The Xputer is a design for a reconfigurable computer, proposed by computer scientist Reiner Hartenstein. Hartenstein uses various terms to describe the various innovations in the design, including config-ware, flow-ware, morph-ware, and "anti-machine".
The Xputer represents a move away from the traditional Von Neumann computer architecture, to a coarse-grained "soft Arithmetic logic unit (ALU)" architecture.Parallelism is achieved by configurable elements known as reconfigurable datapath arrays (rDPA), organized in a two-dimensional array of ALU's similar to the KressArray.
The Xputer architecture is data-stream-based, and is the counterpart of the instruction-based von Neumann computer architecture.
The Xputer architecture was one of the first coarse-grained reconfigurable architectures, and consists of a reconfigurable datapath array (rDPA) organized as a two-dimensional array of ALUs (rDPU). The bus-width between ALU's were 32-bit in the first version of the Xputer.
The ALUs (also known as rDPUs) are used for computing a single mathematical operation, such as addition, subtraction or multiplication, and can also be used purely for routing.
ALUs are mesh-connected via three types of connections, and data-flow along these connections are managed by an address generation unit.

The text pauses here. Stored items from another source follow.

PR #976, opened 2026-07-29
savestate: bound declared state lengths

acts-1631:
A crafted savestate header can request multi-GiB allocations before the loader
checks whether the file contains the declared payload. This can terminate the
emulator with a small input file.

Validate the file layout and cap compressed and uncompressed state sizes before
allocation.


zeromus:
already have a PR for this

PR #977, opened 2026-07-29
firmware: reject files larger than firmware storage

acts-1631:
The external firmware reader accepts 512 KiB V2 files although current
firmware storage is 256 KiB. The subsequent copy uses the 512 KiB size,
reading and writing beyond both objects.

Reject unsupported firmware files that exceed `NDSFirmwareData` storage before
the copy.


zeromus:
already have a PR for this

PR #978, opened 2026-07-29
gdbstub: bound memory-read reply size

acts-1631:
Bounds GDB memory-read replies before hex encoding them.

A peer connected to an enabled GDB stub could request a response larger than its fixed output buffer, corrupting emulator memory. The patch rejects oversized requests and packet payloads before framing them.


zeromus:
we don't need obscure bugfixes to rarely-used components from robots.

PR #428, opened 2024-03-19
Debug undefined name when name does not exist in locale language.

### LINKED ISSUE #368: [Bug] Professionals with Japanese names and no english names show as undefined in details
Professionals with a Japanese name and no english name show as undefined in details when English is the selected page language. 

# Requirements

- [ ] Fix it!

Sample
image

Anissa3005:
Resolves #368 

## 📝 Description

Previously, if a professional's profile only contained a Japanese name (and vice versa) and the user switched the language locale to anything other than Japanese, the name would appear empty or undefined. Now it also shows a name when toggle to Swahili.

## 🔧 What changed

1. I have refactor the conditional statement, by using a switch case.

## 🧪 Testing instructions

Currently we actually don't have a professional that misses a English name or Japanese name. But if you want to test it please change the following  variables and toggle the locale:
```
    const englishFullName = undefined
    const japaneseFullName = `${japaneseName?.lastName} ${japaneseName?.firstName}`
```

### DIFF
--- a/components/SearchResultDetails.vue
+++ b/components/SearchResultDetails.vue
@@ -94,11 +94,21 @@ const healthcareProfessionalName = computed(() => {
         resultsStore.$state.activeResult?.professional.names.find(
             (n) => n.locale === Locale.JaJp
         )
+  
     const englishFullName = `${englishName?.firstName} ${englishName?.lastName}`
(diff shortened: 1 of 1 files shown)


theyokohamalife (approved):
LGTM ✨

PR #429, opened 2024-03-19
fix: change image from png to svg

### LINKED ISSUE #407: Convert PNG to SVG on About us Page
# Requirements

Currently, when using the svg from [figma](https://www.figma.com/file/QXQxlw4jNFIhMxkKU7bbwq/Find-a-doc%2C-Japan?type=design&node-id=704-12700&mode=design&t=EUnLF8LZ9sr77XjX-0 ) the image doesn't render properly, so we resorted to a png file for now, but in the future would like it to be an svg file

- [ ] Change the `heart-plus.png` file to an svg file that is rendered in `about.vue`

# Dependencies

- It is a follow up to PR #406

NabbeunNabi:
import the svg into the aboutus page and use it as the source of the image like the other svg being used in the aboutus page and MemberComponent.vue

Resolves #407 

## 🔧 What changed
I changed the image from a `png` to `svg`. I imported it in order to use the svg since the `xlink` wouldn't work correctly

## 🧪 Testing instructions
None

## 📸 Screenshots
It is the same as before. Just different type of image

-   ### Before
image

-   ### After
image


theyokohamalife (approved):
LGTM 💟

PR #435, opened 2024-03-21
chore: remove console logs and alerts

theyokohamalife:
🧹 Doing a bit of cleaning up.  ✨ 

I noticed that the console is overrun with data that we're already rendering in the UI. I removed any that weren't logging errors. Eventually, we'd like to use a service like [Datadog](https://www.datadoghq.com/) so we can remove those as well.

I also removed the alerts, because not only are they bad for the user experience, but they could also cause our site to be penalized by Google if they pop up too often.

### DIFF
--- a/stores/searchResultsStore.ts
+++ b/stores/searchResultsStore.ts
@@ -88,15 +88,12 @@ async function queryProfessionals(searchSpecialty?: Specialty, searchLanguage?: 
             } satisfies HealthcareProfessionalSearchFilters
         }
 
-        console.log('searching professionals')
         const response = await gqlClient.request<{ healthcareProfessionals: HealthcareProfessional[] }>(searchProfessionalsQuery, searchProfessionalsData)
-        console.log(`Fetched professionals: ${JSON.stringify(response)}`)
 
         const professionalsSearchResult = (response?.healthcareProfessionals ?? []) as HealthcareProfessional[]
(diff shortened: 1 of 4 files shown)


stores/searchResultsStore.ts
```diff
@@ -88,15 +88,12 @@ async function queryProfessionals(searchSpecialty?: Specialty, searchLanguage?:
...
 
-        console.log('searching professionals')
         const response = await gqlClient.request<{ healthcareProfessionals: HealthcareProfessional[] }>(searchProfessionalsQuery, searchProfessionalsData)
-        console.log(`Fetched professionals: ${JSON.stringify(response)}`)
 
         const professionalsSearchResult = (response?.healthcareProfessionals ?? []) as HealthcareProfessional[]
         return professionalsSearchResult
     } catch (error) {
         console.log(`Error getting professionals: ${JSON.stringify(error)}`)
-        alert(`Error getting data! Please contact our support team by clicking the bottom right link on the page!`)
```
ermish, line 99: While it doesn't have to be an alert, we should let the user know when there's an error so they don't keep waiting and they can message us if they want. (Many people do surprisingly)

A nice toast message would be better here, but that's out of scope for this....how about keep it and replace ina new ticket?

ermish (approved):
looks good! ship the goods!

PR #442, opened 2024-04-01
Update default template for Issues

theyokohamalife:
Updating the template for new issues to help provide devs with more context and details.


ermish (approved):
LGTM! 
I don't think the last part we need to call out as may confuse some people what to put in there

theyokohamalife:
> LGTM! I don't think the last part we need to call out as may confuse some people what to put in there

@ermish Removed the last bit! 😎

PR #458, opened 2024-05-08
fix: disables telemetry on local dev

Ntlja:
## 🔧 What changed
This change fixes a nuxt error to do with telemetry opt-in that is preventing `yarn dev` from working. It will set the opt-in to no by default.
image


theyokohamalife (approved):
LGTM ✨

PR #465, opened 2024-05-13
Create form to edit submissions in moderation panel

### LINKED ISSUE #460: Component to Edit Facilities in the Moderation Panel
# Problem
Create the form UI component for the Edit Facilities in the Moderation Panel. The form should be scrollable.

Image
# Success
Follow the [Figma](https://www.figma.com/file/QXQxlw4jNFIhMxkKU7bbwq/Find-a-doc%2C-Japan?type=design&node-id=1611-23459&mode=design&t=Sh8sFMmYgDiy40di-0 ). The sidebar of this should scroll to the area that is clicked in the form.

### Requirements

- [ ] Scroll Functionality 
- [x] Create all the form fields with placeholder:
  - [x] Contact information
  - [x] Addresses
  - [x] Google Maps Information
- [ ] Having basic validation

# Implementation notes
Being able to send a mutation to the backend will be added later on. This issue we will focus on the UI aspect

Anissa3005:
Resolves #460 

## 🔧 What changed

- Create the UI for the edit submission form for the facilities
- Create validations for the input field 
- Implement a pinia store for storing our field values

## 📸 Screenshots

The form is quite long could not fit it on one screenshot.

image

image

## To Do 

Write validations for google url, at the moment it only checks if it's a general url.


theyokohamalife:
@Anissa3005 What do you think about renaming the PR title to something like, "Create form to edit submissions in moderation panel"?

components/ModerateSubmissionsEditForm.vue
```diff
@@ -0,0 +1,97 @@
...
+            </div>
+
+        </form>
+    </div>
+</template>
+
+<script lang="ts" setup>
+import {ref} from 'vue'
+
+let chosenFormName = ref<string>('Contact information')
```
ermish, line 87: let's i18n'ify these! Can you move these names to the i18n json files? This will allow headers in different languages

components/ModerateSubmissionsEditForm.vue
```diff
@@ -0,0 +1,97 @@
...
+                    v-else
+                    type="text" 
+                    class="mb-5 px-3 py-3.5 w-[350px] h-[50px] bg-white rounded-lg border border-zinc-400 text-neutral-600 text-sm font-normal font-['Noto Sans JP']"
+                />
+                </div>
+            </div>
+
+            <div v-else-if="chosenFormName == 'Healthcare professional IDs'">
+                <span class="mb-3.5 text-center text-zinc-900 text-2xl font-bold font-['Noto Sans JP'] leading-normal">
+                    Healthcare professional IDs
```
ermish, line 70: same as other comment, let's move these to i18n files

components/ModerateSubmissionsEditForm.vue
```diff
@@ -0,0 +1,97 @@
...
+                </span>
+            </div>
+
+            <div v-else-if="chosenFormName == 'Change Log'">
+                <span class="mb-3.5 text-center text-zinc-900 text-2xl font-bold font-['Noto Sans JP'] leading-normal">
+                    Change Log
```
ermish, line 76: same as other comment, let's move these to i18n files

components/ModSubmissionsEditForm.vue
```diff
@@ -0,0 +1,163 @@
...
+            </div>
+        </div>
+        <button type="submit" class="bg-currentColor text-white font-bold py-2 px-4 rounded">submit</button>
+    </form>
+</template>
+
+<script lang="ts" setup>
+import {ref} from 'vue'
+
+const inputFields = ref({
```
Anissa3005, line 42: Maybe we can store this field object somewhere else, so we can make this mare dynamic, if we need the form for HP we can import the object with all the fields HP need and vica versa.

stores/moderationFormInputStore.ts
```diff
@@ -0,0 +1,254 @@
...
+                label: 'Name Jp',
+                placeholder: 'e.g. 立川中央病院',
+                type: 'text',
+                required: true,
+                inputValid: true,
+                inputValidationMessage: ''
+            },
+            phone: {
+                label: 'Phone',
+                placeholder: 'e.g. 08080901022',
```
theyokohamalife, line 26: I would change the placeholder to something that (probably) isn't a real phone number.

Anissa3005: Like this ?: 08XXXXXXXXXX

theyokohamalife (commented):
It's looking really good! I know that adding tests would be really hard since this isn't connected to any data yet. I think we should at least add `data-testid=""` with the name included for each of the fields so it'll be easier to write the tests as soon as possible.

components/ModSubmissionsEditFormFacility.vue
```diff
@@ -0,0 +1,252 @@
...
+            <span class="mb-3.5 text-center text-zinc-900 text-2xl font-bold font-['Noto Sans JP'] leading-normal">
+                {{ $t('moderateSubmissionForm.googleMapsInformation') }}
+            </span>
+            <ModInputField
+                data-testid="submission-form-google-maps"  
+                label="Google maps URL"
+                type="url"
+                placeholder="e.g. https://www.google.co.jp/maps/"
+                :required="true"
+                :inputValidationCheck="validateWebsite"
```
Anissa3005, line 158: This validation check is here as 'placeholder' since Google URLs are very long the existing regex doesn't work for this field. At the moment when we submit it just checks for a general url, but that's all.

i18n/locales/en.json
```diff
@@ -98,6 +98,12 @@
         "status": "Status",
         "modified": "Modified",
         "submitted": "Submitted"
+    },
+    "moderateSubmissionForm": {
+        "contactInformation": "Contact Information",
+        "addresses": "Addresses",
+        "googleMapsInformation": "Google maps information",
+        "healthcareProfessionalId": "Healthcare Professional IDs"
```
theyokohamalife, line 106: Sorry I forgot to mention this before, but let's add these strings to ja.json as well. They don't need to be translated yet, but we at least want them there so they'll be included in the next round of translations.

cypress/e2e/moderationDashboard.cy.ts
theyokohamalife, line 1: Let's add a ticket to make localization strings for all of the placeholder texts as well.

theyokohamalife (approved):
LGTM ✨

PR #476, opened 2024-05-19
feat: implement main container for submission

### LINKED ISSUE #455: Create the `SubmissionList` component for Moderation Panel
# Problem
There isn't a list component that shows the requested submissions. This should use the component from issue #452 to list the submissions.

# Success
Be able use the fetched data from the API and then display the data using the component listed above. Should have styling matching [Figma](https://www.figma.com/file/QXQxlw4jNFIhMxkKU7bbwq/Find-a-doc%2C-Japan?type=design&node-id=1621-17300&mode=design&t=YlT64bYAuVCI537V-4 )

Image

This uses the component from #452  and maps through them to show the whole list

One of this 
### Requirements

- [ ] Able to pass props to the following component
- [ ] Show the List of Submissions

# Implementation notes
Currently the `Status` is not implemented so we need to put filler data for now in order to wait for the backend

NabbeunNabi:
Resolves #455 

## 🔧 What changed
Before there was no main component for us to hold the submissions. This created a list component that can hold the data based on the state and will change what is displayed under the heading based on what is clicked in the dashboard. There is commented out code to show how it can be implemented in the future to use data to preview the data we want. We will set the data it is looping through based on the states in the sidebar component that in the future will run a function that can filter the data based on the states.
The grid system was chosen due to recommendations to avoid semantic tables from @ermish due to css problems that could arise.

## 📸 Screenshots

-   ### Before
image

-   ### After

image

image

### DIFF
--- a/components/ModMainContent.vue
+++ b/components/ModMainContent.vue
@@ -1,7 +1,7 @@
 <template>
     <div class="h-full">
-        <div v-if="store.activeScreen === ModerationScreen.dashboard ">
-            <p class="text-xl font-bold">MAIN CONTAINER MODERATION DASHBOARD</p>
+        <div v-if="store.activeScreen === ModerationScreen.dashboard">
+            <ModSubmissionListContainer />
         </div>
         <div v-else-if="store.activeScreen === ModerationScreen.editSubmission">
             <p class="text-xl font-bold">MAIN CONTAINER REVIEW SUBMISSION</p>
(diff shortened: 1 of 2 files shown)


NabbeunNabi:
I am sure there will be lots of changes requested. But I thought I would get this started as I can implement the logic with the other component which I will work on and replace the placeholder data with

theyokohamalife (approved):
Nice start!

PR #490, opened 2024-05-25
chore: resize and rename members pics

theyokohamalife:
## 🔧 What changed

The About page was loading very slowly (as high as 8 seconds), so a few changes were made to the images in the Members section:
1. All files were converted to `.jpg`
2. All files were reduced in size to 200 kb or less
3. All file names were changed to separate first and last names with an underscore

## 🧪 Testing instructions
1. Check that the pictures of all Members are visible on the About page
2. Check and compare the payload size on prod vs the preview

## 📸 Screenshots

-   ### Before
Screenshot 2024-05-25 at 9 28 35 PM

-   ### After
Screenshot 2024-05-25 at 9 28 18 PM


NabbeunNabi (approved):
Great! On the payload for the local running of the new pics I see this
image


Which is significantly smaller and faster than production which was told to test at this:
image

PR #491, opened 2024-05-26
chore: remove the coming soon page

theyokohamalife:
## 🔧 What changed
This will remove the coming soon page that we haven't needed for a while. The component isn't used anywhere, so the only change necessary is deleting the file.

## 🧪 Testing instructions
1. Confirm that CI still passes and the preview looks fine.


NabbeunNabi (approved):
LGTM. I checked the preview. The only error was getting the data. Which my guess is just that the preview URL doesn't have access to the backend like on other PR previews which I checked also do not get the data for the facilities.

PR #493, opened 2024-05-26
fix: improve responsiveness and component visibility

theyokohamalife:
## 🔧 What changed

When a user is viewing the site on a desktop, the TopNav and Footer should always be visible without having to scroll. Meaning, the main content should be contained between them and be the only component that scrolls up and down.

This behavior wouldn't work that great on tablet and mobile screens due to their much smaller sizes. So, some adjustments were made to what items will be displayed depending on what screen size the user is using.

1. Makes the TopNav and Footer always visible on desktop
2. Makes the TopNav display the HamburgerComponent on screens smaller than desktop. This remedies the issue of menu items overlapping for sizes between tablets and desktop.
3. Creates separate menu items for the hamburger menu. Items that were previously included in the footer were moved here, but formatting will be needed to improve the UI/UX.
4. Improves the responsiveness of the map and search results list on screen sizes smaller than desktop.

## 🧪 Testing instructions
1. Check the preview and confirm that the TopNav and Footer are visible without scrolling on all pages on desktop.
2. Check the preview and confirm that the hamburger menu is visible and the footer is invisible on all pages for screens smaller than desktop.
3.  Check that the hamburger menu items include the Privacy, Terms, Github, and Netlify links.

### Desktop
https://github.com/ourjapanlife/findadoc-web/assets/31802656/367f092b-227c-44ce-a865-64e093f63260

### Mobile
https://github.com/ourjapanlife/findadoc-web/assets/31802656/85278198-5eb0-4c2b-a1f1-5bbb5a4cec77

### DIFF
--- a/app.vue
+++ b/app.vue
@@ -1,22 +1,31 @@
 <template>
-    <div>
+    <!-- The main app should be set to h-screen. This is to ensure that the TopNav and Footer are
+        always visible on desktop screens without scrolling.
+    -->
+    <div class="h-screen w-full">
         <div v-if="store.enableModerationPanel" class="h-full flex flex-col font-sans text-primary-text bg-primary-bg">
             <NuxtPage class="flex flex-1" />
         </div>
-        <div v-else-if="!store.enableModerationPanel" class="h-full flex flex-col font-sans text-primary-text bg-primary-bg">
+        <div v-else-if="!store.enableModerationPanel && $viewport.isGreaterThan('desktop')" class="h-full w-full flex flex-col font-sans text-primary-text bg-primary-bg">
             <TopNav />
-            <NuxtPage class="flex flex-1" />
+            <NuxtPage />
             <Footer />
-        </div>      
+        </div>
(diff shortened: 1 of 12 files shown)


NabbeunNabi (commented):
### Question 
The desired effects happen when I check them. but I was wondering if you consulted with anyone on the design team about the hamburger menu. It seems very crowded with a lot of links

theyokohamalife:
> ### Question
> The desired effects happen when I check them. but I was wondering if you consulted with anyone on the design team about the hamburger menu. It seems very crowded with a lot of links

@NabbeunNabi You raise a good point! I think we'll be able to display all of the links neatly in the hamburger menu once it is styled. We should probably think of it more as a side drawer that opens up when clicked. Then it could 3 (or so) separate sections. I posted [an example on the design channel](https://find-a-doc.slack.com/archives/C062ACS4RJA/p1716818680897639).

NabbeunNabi (approved):
Alright. Since the design is in process and for now the functionality is important I think it is good. It works for me. Maybe once the design is made it should be high priority as a UI/UX ticket

PR #494, opened 2024-05-26
test: add cypress testing for pages

theyokohamalife:
Part of #502 

## 🔧 What changed

This PR focuses on improving code quality by implementing testing for pages. Focus was put on testing pages rather than individual components, to cover how the layout appears when everything is rendered together.

## 🧪 Testing instructions
1. Check that CI is passing
2. Start the frontend server with `yarn dev` and run Cypress locally with `yarn cypress open`
3. Confirm that everything in the preview still works


theyokohamalife:
@SocketSecurity ignore-all

cypress/e2e/submit.cy.ts
```diff
@@ -0,0 +1,79 @@
...
+            cy.get('[data-testid="hamburger-component"]').should('not.exist')
+        });
+
+        it('has a heading', () => {
+            cy.get('h1').should('have.attr', 'data-testid', 'submit-heading').contains('Add a Doctor')
+        });
+
+        it('has a subheading', () => {
+            cy.get('[data-testid="submit-subheading"]').contains(
+                "Want to add a doctor to the database? Complete the form below and it will be reviewed by our moderators.")
```
NabbeunNabi, line 22: Same as before. Can we import the JSON file that holds the text?

cypress/e2e/about.cy.ts
```diff
@@ -0,0 +1,77 @@
...
+            cy.get('[data-testid="hamburger-component"]').should('not.exist')
+        });
+
+        it('has a heading', () => {
+            cy.get('[data-testid="about-heading"]').contains('About Find a Doc, Japan')
+        });
+
+        it('has a subheading', () => {
+            cy.get('[data-testid="about-subheading"]').contains('Connecting people in Japan to the healthcare services they need, in the languages they need.')
+        });
```
NabbeunNabi, line 22: This is from when I was writing tests a few months ago. @ermish said we should avoid hard coding text into the tests. I do not know a better way. Can we import the JSON we are using and use template literals. This way any small change that could happen to that text file is automatically updated and checked in both places?

NabbeunNabi (changes requested):

cypress/e2e/submit.cy.ts
theyokohamalife: Oh, I meant to leave a note that importing the JSON works, but the `$t` doesn't. I'll look into a workaround.

cypress/e2e/about.cy.ts
```diff
@@ -0,0 +1,79 @@
+import enUS from '~/i18n/locales/en.json'
```
NabbeunNabi, line 1: I see the checks are failing. So I checked if it was the bug. But also failed on my device. I think because we do not have the `cypress.config.ts` setup to import files this way you should change it here to `import enUS from "../../i18n/locales/en.json"`. When I did this locally all the checks passed for the tests your wrote.

cypress/e2e/submit.cy.ts
```diff
@@ -0,0 +1,80 @@
+import enUS from '~/i18n/locales/en.json'
```
NabbeunNabi, line 1: You should change it here as well to import enUS from "../../i18n/locales/en.json". I could make a ticket that has us fix the config file later but this is the quickfix that I found works.

NabbeunNabi (changes requested):

cypress/e2e/submit.cy.ts
theyokohamalife: Hmm that's strange, because it should follow the paths defined in the /cypress/tsconfig.json.

NabbeunNabi (approved):
Tested locally and CI/CD all working

PR #1371, opened 2021-06-16
refactor(function): rename telemetryHelper and make ctx static

henzhang-ms:
1. rename `telemetryHelper` to `TelemetryHelper`
2. make ctx static to avoid broadcast


a1exwang (approved):
The environment checker part looks good to me.

hund030 (approved):

PR #1376, opened 2021-06-18
feat: integrate tas to support a/b test

nliu-ms:


packages/vscode-extension/src/exp/index.ts
```diff
@@ -0,0 +1,43 @@
...
+    public setSharedProperty(name: string, value: string): void {
+        this.sharedProperties[name] = value;
+    }
+
+    public postEvent(eventName: string, props: Map<string, string>): void {
+        let properties = { ...this.sharedProperties };
+        props.forEach((value, key) => {
+            properties[key] = value;
+        });
+        ExtTelemetry.sendTelemetryEvent(eventName, properties);
```
chagong, line 25: does this mean Exp has a series of its own defined telemetries?

nliu-ms: Yes, here is an example:
image

chagong (approved):

packages/vscode-extension/src/exp/index.ts
```diff
@@ -0,0 +1,43 @@
...
+    }
+}
+
+let expService: IExperimentationService;
+
+export function getExpService(): IExperimentationService {
+    return expService
```
HuihuiWu-Microsoft, line 32: Semicolon

packages/vscode-extension/src/exp/index.ts
```diff
@@ -0,0 +1,43 @@
...
+
+    constructor() {
+        this.sharedProperties = {};
+    }
+
+    public setSharedProperty(name: string, value: string): void {
+        this.sharedProperties[name] = value;
+    }
+
+    public postEvent(eventName: string, props: Map<string, string>): void {
```
HuihuiWu-Microsoft, line 20: Will Exp set shared properties and postEvent automatically?

packages/vscode-extension/src/exp/index.ts
```diff
@@ -0,0 +1,43 @@
...
+
+export function getExpService(): IExperimentationService {
+    return expService
+}
+
+export async function initialize(context: vscode.ExtensionContext) {
+    expService = await getExperimentationServiceAsync(
+        pkg.name,
+        pkg.version,
+        TargetPopulation.Public,
```
HuihuiWu-Microsoft, line 39: Does this mean public users will be in the test?

packages/vscode-extension/src/exp/index.ts
nliu-ms: Yes, these two functions will be called automatically, as this telemetry object is passed to ExperimentationService.

packages/vscode-extension/src/exp/index.ts
nliu-ms: I think our target is testing changes for public population.

HuihuiWu-Microsoft (approved):

HuihuiWu-Microsoft (approved):

packages/vscode-extension/src/exp/index.ts
```diff
@@ -0,0 +1,44 @@
...
+            pkg.version,
+            TargetPopulation.Public,
+            new ExperimentationTelemetry(),
+            context.globalState
+        );
+    }
+
+    class ExperimentationTelemetry implements IExperimentationTelemetry {
+        public setSharedProperty(name: string, value: string): void {
+            sharedProperties[name] = value;
```
daytonellwanger, line 33: These shared properties need to be attached to all telemetry events your extension sends - it's how we can tie an event to a specific experiment group and create a scorecard. It looks like they're just being added to `sharedProperties` and never used?

daytonellwanger: Oh I see - they're being attached to all events sent via `postEvent`. They need to be attached to those events *and* all other events your extension sends.

nliu-ms: Got it, thanks!

packages/vscode-extension/src/exp/index.ts
```diff
@@ -0,0 +1,39 @@
...
+        public setSharedProperty(name: string, value: string): void {
+            ExtTelemetry.addSharedProperty(name, value);
+        }
+    
+        public postEvent(eventName: string, props: Map<string, string>): void {
+            let properties: {[key: string]: string} = {};
+            props.forEach((value, key) => {
+                properties[key] = value;
+            });
+            ExtTelemetry.sendTelemetryEvent(eventName, properties);
```
HuihuiWu-Microsoft, line 36: One question, the props here are not the shared properties that you attached  to vscode telemetry reporter?

swatDong (approved):

packages/vscode-extension/src/exp/index.ts
nliu-ms: here is the example of the props, other shared properties will be added by the reporter.
image

HuihuiWu-Microsoft (approved):

packages/vscode-extension/src/exp/index.ts
```diff
@@ -0,0 +1,39 @@
+// Copyright (c) Microsoft Corporation.
+// Licensed under the MIT license.
+
+import * as vscode from "vscode";
+import { IExperimentationService, IExperimentationTelemetry, TargetPopulation, getExperimentationServiceAsync } from "vscode-tas-client";
+import * as pkg from "./../../package.json";
+import { ExtTelemetry } from "./../telemetry/extTelemetry"
+
+export namespace exp {
```
1openwindow, line 9: what is this new folder for? what is it stand for?

PR #1382, opened 2021-06-21
feat(frontend): send scaffold fallback event

hund030:
Align to function plugin's changes.

### DIFF
--- a/packages/fx-core/src/plugins/resource/frontend/ops/scaffold.ts
+++ b/packages/fx-core/src/plugins/resource/frontend/ops/scaffold.ts
@@ -9,6 +9,7 @@ import fs from "fs-extra";
 import {
   FetchTemplateManifestError,
   FetchTemplatePackageError,
+  FrontendPluginError,
   InvalidTemplateManifestError,
   runWithErrorCatchAndThrow,
 } from "../resources/errors";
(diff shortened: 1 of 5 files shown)


henzhang-ms (approved):

packages/fx-core/src/plugins/resource/frontend/ops/scaffold.ts
```diff
@@ -94,7 +96,15 @@ export class FrontendScaffold {
       );
       return await FrontendScaffold.fetchZipFromUrl(templateUrl);
     } catch (e) {
+      Logger.debug(e.toString());
```
eriolchan, line 99: Is this logging only for debug and we need to remove it from PROD?

packages/fx-core/src/plugins/resource/frontend/ops/scaffold.ts
```diff
@@ -94,7 +96,15 @@ export class FrontendScaffold {
...
       Logger.warning(Messages.FailedFetchTemplate());
+
+      if (e instanceof FrontendPluginError) {
```
eriolchan, line 102: I think Heng will have some change for this part, and you can follow his change

packages/fx-core/src/plugins/resource/frontend/ops/scaffold.ts
hund030: As we synced offline, remain this.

Programs for the Xputer are written in the C language, and compiled for usage on the Xputer using the CoDeX compiler written by the author. The CoDeX compiler maps suitable portions of the C program onto the Xputer's rDPA fabric. The remainder of the program is executed on the host system, such as a personal computer.
A reconfigurable datapath array (rDPA) is a semiconductor device containing reconfigurable data path units and programmable interconnects, first proposed by Rainer Kress in 1993, at the University of Kaiserslautern.
Instead of FPGAs (field-programmable gate arrays) having single bit configurable logic blocks (CLBs), rDPAs have multiple bits wide (for instance, 32 bit path width) reconfigurable datapath units (rDPUs).